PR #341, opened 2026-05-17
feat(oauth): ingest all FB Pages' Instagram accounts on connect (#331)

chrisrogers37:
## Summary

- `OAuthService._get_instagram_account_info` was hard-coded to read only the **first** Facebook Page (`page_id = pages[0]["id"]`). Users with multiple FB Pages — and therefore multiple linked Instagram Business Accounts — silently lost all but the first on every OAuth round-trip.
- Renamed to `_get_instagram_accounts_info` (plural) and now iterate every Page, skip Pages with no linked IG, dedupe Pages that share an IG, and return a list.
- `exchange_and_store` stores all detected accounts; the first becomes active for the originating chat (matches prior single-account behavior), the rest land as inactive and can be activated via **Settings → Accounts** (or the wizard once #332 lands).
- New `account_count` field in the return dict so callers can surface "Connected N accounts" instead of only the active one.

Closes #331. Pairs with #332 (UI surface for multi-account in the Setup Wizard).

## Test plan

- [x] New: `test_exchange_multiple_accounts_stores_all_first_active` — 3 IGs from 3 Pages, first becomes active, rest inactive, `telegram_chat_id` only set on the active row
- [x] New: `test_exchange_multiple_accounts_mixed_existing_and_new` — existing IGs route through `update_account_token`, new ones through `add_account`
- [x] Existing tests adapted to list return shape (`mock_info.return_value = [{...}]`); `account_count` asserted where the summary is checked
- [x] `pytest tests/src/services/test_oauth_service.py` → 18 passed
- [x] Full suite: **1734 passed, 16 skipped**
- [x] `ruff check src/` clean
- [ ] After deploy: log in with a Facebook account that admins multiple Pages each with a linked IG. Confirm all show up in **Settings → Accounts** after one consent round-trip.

---*---

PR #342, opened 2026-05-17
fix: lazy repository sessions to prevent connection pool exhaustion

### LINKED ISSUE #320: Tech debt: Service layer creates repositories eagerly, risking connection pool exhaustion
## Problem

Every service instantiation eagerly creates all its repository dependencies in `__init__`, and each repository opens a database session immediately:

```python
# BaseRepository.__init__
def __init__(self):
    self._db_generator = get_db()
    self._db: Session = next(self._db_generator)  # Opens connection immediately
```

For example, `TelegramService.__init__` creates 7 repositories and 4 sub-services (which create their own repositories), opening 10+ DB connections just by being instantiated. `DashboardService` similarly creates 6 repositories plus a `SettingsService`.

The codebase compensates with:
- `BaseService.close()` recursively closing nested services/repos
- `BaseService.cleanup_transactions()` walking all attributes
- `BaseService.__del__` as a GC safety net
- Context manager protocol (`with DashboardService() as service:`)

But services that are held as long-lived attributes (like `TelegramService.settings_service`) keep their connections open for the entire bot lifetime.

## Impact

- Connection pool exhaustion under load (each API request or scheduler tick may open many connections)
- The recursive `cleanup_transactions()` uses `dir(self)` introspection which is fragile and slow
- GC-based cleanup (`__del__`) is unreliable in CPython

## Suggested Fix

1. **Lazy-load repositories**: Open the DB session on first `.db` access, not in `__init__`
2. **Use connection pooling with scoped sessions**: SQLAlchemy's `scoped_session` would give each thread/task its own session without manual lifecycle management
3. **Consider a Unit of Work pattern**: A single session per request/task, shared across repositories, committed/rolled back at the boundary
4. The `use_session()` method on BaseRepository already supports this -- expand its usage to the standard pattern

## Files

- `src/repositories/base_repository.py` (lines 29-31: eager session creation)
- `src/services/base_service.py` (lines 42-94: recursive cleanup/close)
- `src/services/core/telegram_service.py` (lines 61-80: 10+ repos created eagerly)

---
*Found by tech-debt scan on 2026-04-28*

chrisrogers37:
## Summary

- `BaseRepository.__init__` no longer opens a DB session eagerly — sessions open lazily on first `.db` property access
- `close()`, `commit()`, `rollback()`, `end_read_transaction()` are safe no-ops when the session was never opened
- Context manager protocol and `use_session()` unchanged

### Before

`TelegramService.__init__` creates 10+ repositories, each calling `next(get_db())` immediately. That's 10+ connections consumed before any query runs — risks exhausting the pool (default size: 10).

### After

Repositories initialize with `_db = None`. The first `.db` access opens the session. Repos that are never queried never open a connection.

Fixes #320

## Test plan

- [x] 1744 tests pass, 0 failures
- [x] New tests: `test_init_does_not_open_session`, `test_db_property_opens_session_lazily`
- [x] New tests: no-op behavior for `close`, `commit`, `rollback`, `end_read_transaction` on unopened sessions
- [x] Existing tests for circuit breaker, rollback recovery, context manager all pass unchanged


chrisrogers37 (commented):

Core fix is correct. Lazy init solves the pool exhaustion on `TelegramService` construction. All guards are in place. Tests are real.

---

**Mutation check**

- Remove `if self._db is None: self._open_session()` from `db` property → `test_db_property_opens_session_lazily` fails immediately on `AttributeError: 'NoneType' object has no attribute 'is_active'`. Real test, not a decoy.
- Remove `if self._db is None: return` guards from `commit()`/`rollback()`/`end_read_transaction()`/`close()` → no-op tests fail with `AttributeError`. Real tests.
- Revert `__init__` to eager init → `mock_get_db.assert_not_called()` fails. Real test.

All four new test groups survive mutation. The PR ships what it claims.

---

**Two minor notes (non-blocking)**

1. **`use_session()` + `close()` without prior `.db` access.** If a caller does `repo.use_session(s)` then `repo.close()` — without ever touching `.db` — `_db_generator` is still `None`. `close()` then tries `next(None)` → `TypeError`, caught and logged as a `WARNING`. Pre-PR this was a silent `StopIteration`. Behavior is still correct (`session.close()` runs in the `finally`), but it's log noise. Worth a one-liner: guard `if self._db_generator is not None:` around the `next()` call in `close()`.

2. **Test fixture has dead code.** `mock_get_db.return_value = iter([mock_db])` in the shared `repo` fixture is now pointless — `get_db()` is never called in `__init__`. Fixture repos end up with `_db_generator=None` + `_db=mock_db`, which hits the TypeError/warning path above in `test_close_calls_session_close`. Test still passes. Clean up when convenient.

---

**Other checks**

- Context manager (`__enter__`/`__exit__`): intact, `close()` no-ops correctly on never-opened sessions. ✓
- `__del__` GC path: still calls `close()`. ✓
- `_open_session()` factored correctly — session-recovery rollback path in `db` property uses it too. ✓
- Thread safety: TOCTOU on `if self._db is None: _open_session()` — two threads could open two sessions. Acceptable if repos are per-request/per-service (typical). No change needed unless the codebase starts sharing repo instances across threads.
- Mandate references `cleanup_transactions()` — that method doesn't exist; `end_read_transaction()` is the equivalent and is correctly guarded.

---*---

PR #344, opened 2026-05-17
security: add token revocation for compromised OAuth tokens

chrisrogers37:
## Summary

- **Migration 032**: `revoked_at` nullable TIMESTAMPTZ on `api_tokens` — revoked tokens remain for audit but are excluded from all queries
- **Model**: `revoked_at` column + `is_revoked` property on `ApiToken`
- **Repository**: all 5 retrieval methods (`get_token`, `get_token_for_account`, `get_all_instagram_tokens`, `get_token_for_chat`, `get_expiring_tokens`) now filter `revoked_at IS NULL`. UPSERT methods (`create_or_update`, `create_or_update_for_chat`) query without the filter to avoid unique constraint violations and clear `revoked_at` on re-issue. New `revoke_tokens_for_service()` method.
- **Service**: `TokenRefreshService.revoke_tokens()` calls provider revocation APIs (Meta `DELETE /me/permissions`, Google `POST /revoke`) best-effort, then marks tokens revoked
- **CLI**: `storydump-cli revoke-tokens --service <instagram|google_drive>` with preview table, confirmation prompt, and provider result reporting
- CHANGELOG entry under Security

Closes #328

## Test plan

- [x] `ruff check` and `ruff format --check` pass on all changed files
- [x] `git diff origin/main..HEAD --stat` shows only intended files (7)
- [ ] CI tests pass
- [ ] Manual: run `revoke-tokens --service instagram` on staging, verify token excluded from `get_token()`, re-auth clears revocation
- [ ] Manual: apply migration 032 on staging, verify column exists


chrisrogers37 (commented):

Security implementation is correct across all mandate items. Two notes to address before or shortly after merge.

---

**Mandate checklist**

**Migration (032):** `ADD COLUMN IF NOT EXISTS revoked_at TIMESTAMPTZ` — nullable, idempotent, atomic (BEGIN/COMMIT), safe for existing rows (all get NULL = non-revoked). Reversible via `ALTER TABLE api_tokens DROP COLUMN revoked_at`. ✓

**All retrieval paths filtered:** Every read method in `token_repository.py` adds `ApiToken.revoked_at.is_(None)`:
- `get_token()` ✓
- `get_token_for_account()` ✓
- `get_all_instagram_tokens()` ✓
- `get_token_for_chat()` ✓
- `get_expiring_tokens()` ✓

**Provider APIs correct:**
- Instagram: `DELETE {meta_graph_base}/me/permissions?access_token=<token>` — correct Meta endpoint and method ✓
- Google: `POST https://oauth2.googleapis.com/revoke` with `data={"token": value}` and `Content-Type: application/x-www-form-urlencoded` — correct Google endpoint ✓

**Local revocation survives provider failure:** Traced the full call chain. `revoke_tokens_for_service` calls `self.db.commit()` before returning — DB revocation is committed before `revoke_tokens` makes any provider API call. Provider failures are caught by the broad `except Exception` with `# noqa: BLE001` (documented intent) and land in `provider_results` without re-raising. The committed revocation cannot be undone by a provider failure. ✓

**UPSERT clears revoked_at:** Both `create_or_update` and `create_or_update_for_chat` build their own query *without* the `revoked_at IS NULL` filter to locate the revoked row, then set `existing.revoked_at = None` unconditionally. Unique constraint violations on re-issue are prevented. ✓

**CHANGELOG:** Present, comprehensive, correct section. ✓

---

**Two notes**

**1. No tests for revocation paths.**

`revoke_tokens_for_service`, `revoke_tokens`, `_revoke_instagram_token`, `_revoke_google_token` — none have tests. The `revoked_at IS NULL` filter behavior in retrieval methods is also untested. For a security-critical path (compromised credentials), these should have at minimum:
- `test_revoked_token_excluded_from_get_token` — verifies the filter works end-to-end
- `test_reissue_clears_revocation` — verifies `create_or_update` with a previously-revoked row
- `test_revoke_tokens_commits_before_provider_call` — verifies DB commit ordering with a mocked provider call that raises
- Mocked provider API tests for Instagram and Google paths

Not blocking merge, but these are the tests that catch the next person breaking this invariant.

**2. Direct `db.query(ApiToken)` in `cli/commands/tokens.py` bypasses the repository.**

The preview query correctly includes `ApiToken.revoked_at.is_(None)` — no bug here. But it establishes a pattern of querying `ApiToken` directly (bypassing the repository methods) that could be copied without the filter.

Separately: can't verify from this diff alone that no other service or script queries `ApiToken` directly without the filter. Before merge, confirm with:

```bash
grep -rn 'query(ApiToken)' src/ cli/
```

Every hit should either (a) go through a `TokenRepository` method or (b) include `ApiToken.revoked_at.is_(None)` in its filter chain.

---*---

### Work required
Please return every line of the records above that contains the word "POST".

### Task answer
- **Service**: `TokenRefreshService.revoke_tokens()` calls provider revocation APIs (Meta `DELETE /me/permissions`, Google `POST /revoke`) best-effort, then marks tokens revoked
- Google: `POST https://oauth2.googleapis.com/revoke` with `data={"token": value}` and `Content-Type: application/x-www-form-urlencoded` — correct Google endpoint ✓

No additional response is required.